Korrekt betrachtet war die Gefahr allerdings gering, denn die Temperamentsausbrüche auf der Bühne hielten sich in Grenzen. Man benahm sich alles in allem eher wie im Interhotel International in Magdeburg anno 1988 als im berühmten Berliner Bristol 1928.
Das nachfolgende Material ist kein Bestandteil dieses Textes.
PR #177, opened 2015-04-11
Set ansible roles_path relative to ansible directory in Vagrantfile

JacobDorman:
Ansible can't find the galaxy roles in vendor/roles after moving the Vagrantfile to a project directory per [wiki instructinons](https://github.com/roots/bedrock-ansible/wiki/Vagrantfile).

ansible.cfg isn't loaded and roles_path would be relative to current directory anyway.

So instead, set roles_path in Vagrantfile relative to ANSIBLE_PATH with ANSIBLE_ROLES_PATH environment variable.

### DIFF
--- a/Vagrantfile
+++ b/Vagrantfile
@@ -5,6 +5,9 @@ require 'yaml'
 
 ANSIBLE_PATH = '.' # path targeting Ansible directory (relative to Vagrantfile)
 
+# Set Ansible roles_path relative to Ansible directory
+ENV['ANSIBLE_ROLES_PATH'] = File.join(ANSIBLE_PATH, 'vendor', 'roles')
+
 config_file = File.join(ANSIBLE_PATH, 'group_vars/development')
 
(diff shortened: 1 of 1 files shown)


Vagrantfile
```diff
@@ -14,6 +14,9 @@ else
   raise "#{config_file} file not found. Please set `ANSIBLE_PATH` in Vagrantfile"
 end
 
+# Set Ansible roles_path relative to Ansible directory
+ENV['ANSIBLE_ROLES_PATH'] = File.join(ANSIBLE_PATH, 'vendor/roles')
```
swalkinshaw: Could you move this up under `ANSIBLE_PATH`? Rather just have them grouped.

Also: `File.join(ANSIBLE_PATH, 'vendor', 'roles')`

JacobDorman:
Ahh, sorry about that. Haven't done much Ruby.

swalkinshaw:
Thanks!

Vicki Baum, nach deren Roman Menschen im Hotel das Musical Grand Hotel gefertigt wurde, hatte wochenlang im Bristol als Zimmermädchen gearbeitet; die Bühnenkünstler hätten wenigstens ein paar Tage dort wohnen sollen. Aber wo steigen heutzutage noch solche Kuriositäten ab wie Kriegsveteranen, die die Schlachtfelder nicht vergessen, Generaldirektoren, die die Gelder der Gattin in die Firma geben, adlige Diebe voller Mitleid, verarmte Primaballerinen auf Abschiedstournee, schwindsüchige Buchhalter, die ihr Geld verjubeln, oder schüchterne Prostituierte?

Und doch weist er geradezu zwingende Parallelen zum gegenwärtigen Ort der Handlung auf, dieser Reigen durch die Berliner Drehtür gespülter Figuren der Nach-Kaiserzeit, die im losen Boden der zwanziger Jahre völlig den Halt verloren haben. Man hätte ihn nicht schamhaft hinter einem Ballett von Otto-Dix-Figuren verstecken müssen.

Allerdings muß man bewundern, daß dem Regisseur Andreas Knaup zu dieser Musik überhaupt noch etwas eingefallen ist. Die diversen Komponisten der Broadway-Erfolgsproduktion von 1989 sind von musikalischen Einfällen nämlich weitgehend verschont geblieben. Der nachempfundene Sound der Dreißiger klingt blaß, Originalzutaten von 1989, aus welcher musikalischen Richtung auch immer, müht man sich vergebens zu erlauschen. Wenn es schicksalhaft wird, bolerot es kräftig, und wo Madame Grusinskaja in die Spitzenschuhe schlüpft, deutet sich originellerweise Tschaikowsky an.

Daß die Elektroakustik in dem musealen Hause nicht recht funktinierte, wundert nach dem Berichteten sicher niemanden mehr; womit aber kaum entschuldigt werden kann, daß Tenorsingen eine so schwere Kunst ist, daß der Baron Felix von Gaigern davon gleich gar keinen Gebrauch machte. Immerhin aber vereinigte er den Charme mehrerer Fernsehmoderatoren auf sich. Angela Mehling-Hochmut gab eine tatsächlich noch bezaubernde Ballerina auf dem harten Rückweg von der Bühne. Und Tänzerinnen müssen wirklich nicht unbedingt singen können. Dies etwas müdeGrand Hotel hat immerhin das Verdienst, als schlechtes Beispiel schlechte Sitten zu verderben: man versuchte sich gar nicht erst an der mit maximaler Perfektion und minimaler Kreativität betriebenen Abinszenierung amerikanischer Musical-Originalinszenierungen, probierte stattdessen Eigenständiges.